• _WHAT NEEDS TO BE DONE_:
Through the end of the data below, output every line exactly, beginning with the line that contains "# Branch description".

• _RECORDS FOR THIS TASK_:

PR #18025, opened 2024-03-27
Fixed Ticket #35330 (bug): The update of related objects fails in the admin when the related model is camel case.

devin13cox:
ticket-35330

# Branch description

This fix introduces `model_name` to use as the check for `data-model-ref` instead of `model` so that in the event that a model utilizes CamelCasing, we are able to correctly update related fields within the admin.


devin13cox:
I realize that I forgot to tag in the Co-Authored commit message for @nessita . I can re-introduce the PR if that is the easiest resolution.

nessita:
> I realize that I forgot to tag in the Co-Authored commit message for @nessita . I can re-introduce the PR if that is the easiest resolution.

No worries, I can add it later before merging.

One note though: when creating the PRs, please make sure to remove all square brackets from the placeholders, so links to tickets are properly converted. See, the following (raw):

```
ticket-[35330] vs ticket-35330
```

Produces: ticket-[35330] vs ticket-35330

nessita (approved):
Thank you @devin13cox, this looks great!

I added a unit test, will merge soon.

• _RESULT FOR THIS EXERCISE_:
# Branch description

This fix introduces `model_name` to use as the check for `data-model-ref` instead of `model` so that in the event that a model utilizes CamelCasing, we are able to correctly update related fields within the admin.


devin13cox:
I realize that I forgot to tag in the Co-Authored commit message for @nessita . I can re-introduce the PR if that is the easiest resolution.

nessita:
> I realize that I forgot to tag in the Co-Authored commit message for @nessita . I can re-introduce the PR if that is the easiest resolution.

No worries, I can add it later before merging.

One note though: when creating the PRs, please make sure to remove all square brackets from the placeholders, so links to tickets are properly converted. See, the following (raw):

```
ticket-[35330] vs ticket-35330
```

Produces: ticket-[35330] vs ticket-35330

nessita (approved):
Thank you @devin13cox, this looks great!

I added a unit test, will merge soon.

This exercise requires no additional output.